Return the shortest such subarray and output its length.
Example 1:
Input: nums = [2,6,4,8,10,9,15] Output: 5 Explanation: You need to sort [6, 4, 8, 10, 9] in ascending order to make the whole array sorted in ascending order.
Example 2:
Input: nums = [1,2,3,4] Output: 0
Example 3:
Input: nums = [1] Output: 0
Constraints:
1 <= nums.length <= 10^4
-10^5 <= nums[i] <= 10^5
The description was taken from https://leetcode.com/problems/shortest-unsorted-continuous-subarray/.
#O(N) Time, O(1) Space
class Solution:
def findUnsortedSubarray(self, nums: List[int]) -> int:
if len(nums) < 2:
return 0
min_sort, max_sort = float('inf'), float('-inf')

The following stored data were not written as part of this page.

PR #4352, opened 2022-09-08
Update WooCommerce packages to follow the rule L-2 [MAILPOET-4615]

pavel-mailpoet:
[MAILPOET-4615]

[MAILPOET-4615]: https://mailpoet.atlassian.net/browse/MAILPOET-4615?atlOrigin=eyJpIjoiNWRkNTljNzYxNjVmNDY3MDlhMDU5Y2ZhYzA5YTRkZjUiLCJwIjoiZ2l0aHViLWNvbS1KU1cifQ

PR #4383, opened 2022-09-23
Fix nightly job and some flaky acceptance tests [MAILPOET-4662]

costasovo:
## Description
This PR fixes issues in some nightly jobs (**acceptance_oldest** and **acceptance_with_premium_latest** ) for the plugin and also attempts to fix the flakiness of a couple of tests.

My journey was full of surprises I can't keep to myself, and I hope it helps to explain the changes I made.

1. We were [using versions of WooCommerce and WooCommerce Blocks](https://github.com/mailpoet/mailpoet/pull/4352) that were not compatible with the WordPress version (5.6) we use in acceptance_oldest.  I [discussed the issue on slack](https://a8c.slack.com/archives/C01GH835U90/p1663760637325809), and the outcome was that until we update the minimal WP version to 5.8, we will use the plugins at the latest version that run on WP 5.6.
2. I found that after we switched to monorepo, the premium plugin was actually not really installed for any of the tests that are supposed to run with it.
3. After fixing the installation of the premium plugin, I ran into [an issue with the missing Doctrine Annotation Reader classes](https://output.circle-artifacts.com/output/job/67598f40-736b-452a-bbe5-9c3276a92bd1/artifacts/4/tests/_output/exceptions/error--2022-09-22--08-21--eef47c1f18.html). We delete those classes in the acceptance test to emulate the state in the production build. But we did delete those classes after plugin activation, which caused that there was the logged exception for an ajax request done by the action scheduler. We deleted those files during the request.
4. After fixing the issue with Annotation classes, I found that premium tests were failing [with some strange exception from WooCommerce subscription plugin](https://output.circle-artifacts.com/output/job/839aeccc-cac4-4d3d-b4be-08449e8f6495/artifacts/15/tests/_output/exceptions/error--2022-09-22--11-11--adf31beb0a.html). After debugging I found that this is related to how docker mounts volumes which caused that WP get_plugins function that is looking for plugins in the plugins directory ignored mailpoet-premium plugin. As a result, the premium plugin was listed in active plugins but not in installed plugins, and that was causing the warning (see [the surrounding code in the exception log](https://output.circle-artifacts.com/output/job/839aeccc-cac4-4d3d-b4be-08449e8f6495/artifacts/15/tests/_output/exceptions/error--2022-09-22--11-11--adf31beb0a.html)). I fixed that by mounting the volume to a different location and copying it to the plugins folder.  It is probably not the best solution, but it works.
5. After fixing the strange exception, the premium tests started to fail because the twig cache couldn't be written. We run the acceptance tests in dev mode with Tracy so that we can log errors nicely. As a side-effect, the Twig is configured to use `auto_reload`, which requires a writable `generated` folder (which was not writable because of what I did in 4)). I fixed that by adding write permissions to the folder.
6. I fixed 🤞 a couple of flaky tests I ran into. I tried to explain the fixes in commit messages.

## Code review notes
Here is a build where I also run the problematic jobs: https://app.circleci.com/pipelines/github/mailpoet/mailpoet/11417/workflows/a0df72e1-967c-4ad5-bf47-e668ec08dacc
Note: Some tests remain flaky, but I hope that overall the situation should get better after we merge these changes.

## QA notes
The only change in the production code is that I [added the automation-id data parameter to the name and description fields in the dynamic segment form]. This was needed to make a test more stable and should be an invisible change for users. (https://github.com/mailpoet/mailpoet/commit/855ed21564bea23735cf11e0306f8cf475d91253#diff-0239ab9f86833b2f6e4a75a5f66ff933b8243e8ab8168e157f3d5b684265a4c9)

## Linked tickets
[MAILPOET-4662]

[MAILPOET-4662]: https://mailpoet.atlassian.net/browse/MAILPOET-4662?atlOrigin=eyJpIjoiNWRkNTljNzYxNjVmNDY3MDlhMDU5Y2ZhYzA5YTRkZjUiLCJwIjoiZ2l0aHViLWNvbS1KU1cifQ


websupporter (approved):
:1st_place_medal: 

Thank you for digging into this s***t! Amazing work. LGTM.

veljkho (approved):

left, right = 0, len(nums) -1
for i, num in enumerate(nums):
if self.not_ordered(i, num, nums):
min_sort = min(min_sort, num)
max_sort = max(max_sort, num)
if max_sort == float('-inf'):
return 0
while min_sort >= nums[left]:
left += 1
while max_sort <= nums[right]:
right -=1
return 1 + right - left
def not_ordered(self, i:int, num:int, nums: List) -> bool:
if i == 0:
return num > nums[i+1]
elif i == len(nums)-1:
return num < nums[i-1]
else:
return num > nums[i+1] or num < nums[i-1]
The approach that may come to mind right away is to make a copy of the array, sort it, then have two pointers moving inward to find the first two mismatched indices. That would be O(N(Log N))
Time and O(N)
Space.
What we could do instead is find the smallest and greatest values that are out of order, then move two pointers to the final positions these two values are supposed to be in within a sorted order, and then calculate the distance between these final locations.
Let's say that we have for example, [2,3,4,5,6,7,1] as an input. We can see that only one needs to be put into position.
However, that means that we need to move the one all the way to the left of the sorted array partition to index zero, making the entire array unsorted. Not only that, but we also need to move the seven to its correct position at index six.
That makes the final length of the unsorted array the last index minus the first index, the entire array.
If the length of the input array is less than two, then that means there can't be any unsorted elements so we will return zero.
if len(nums) < 2:
return 0
Next, we will initialize our minimum and maximum unsorted elements to infinity and negative infinity. We will also initialize our left and right pointers to be the first and the last indices of the array.
min_sort, max_sort = float('inf'), float('-inf')
left, right = 0, len(nums) -1
Let's go ahead and create our helper function that tests for unordered values.
It will take in an index, the number value, and the array.
def not_ordered(self, i:int, num:int, nums: List) -> bool:
If we are at the first index, we will check if the element's value is greater than the element to its right.
Remember, the array is supposed to be sorted in ascending order.
if i == 0:
return num > nums[i+1]
If we are at the last index, we will check if the element's value is less than the element to its left.
elif i == len(nums)-1:
return num < nums[i-1]
Otherwise, we will check if the element's value is either greater than the element to its right or less than the element to its left.
else:
return num > nums[i+1] or num < nums[i-1]
Now that we have our helper function made, we can begin enumerating through the array.
An enumeration is a traversal through the values while also keeping a counter for us.
Within each iteration, we'll be checking if our current index and value are not ordered by passing the index, value, and array to our helper function.
for i, num in enumerate(nums):
if self.not_ordered(i, num, nums):
We will keep track of the minimum value that is out of order and the maximum value that is also out of order.
min_sort = min(min_sort, num)
max_sort = max(max_sort, num)
Once we have our minimum and maximum out-of-order values, we will first check if the maximum value is negative infinity. If it is, then that means the array is sorted already.
if max_sort == float('-inf'):
return 0
Otherwise, we'll move our pointers to the final locations of where the unsorted values should be.
This is for test cases like this: [2,6,4,8,10,9,15]
We can see that the minimum unsorted number is four and the maximum is ten. We use the pointers to let us know that the left boundary of the unsorted subarray is at index one and the right boundary is at the sixth index. These are where the unsorted numbers need to end up for the subarray to be sorted.
Next, we'll move the left pointer to the right until the value at the left index is greater than the minimum unsorted value.
while min_sort >= nums[left]:
left += 1
We will also move the right pointer to the left until the value at the right index is less than the maximum unsorted value.
while max_sort <= nums[right]:
right -=1
Once we have the left and right pointers at these final correct locations, we can subtract the right index by the left index to get their distance and add one to that value to get how many values are within that range.
We can then return this value.
return 1 + right - left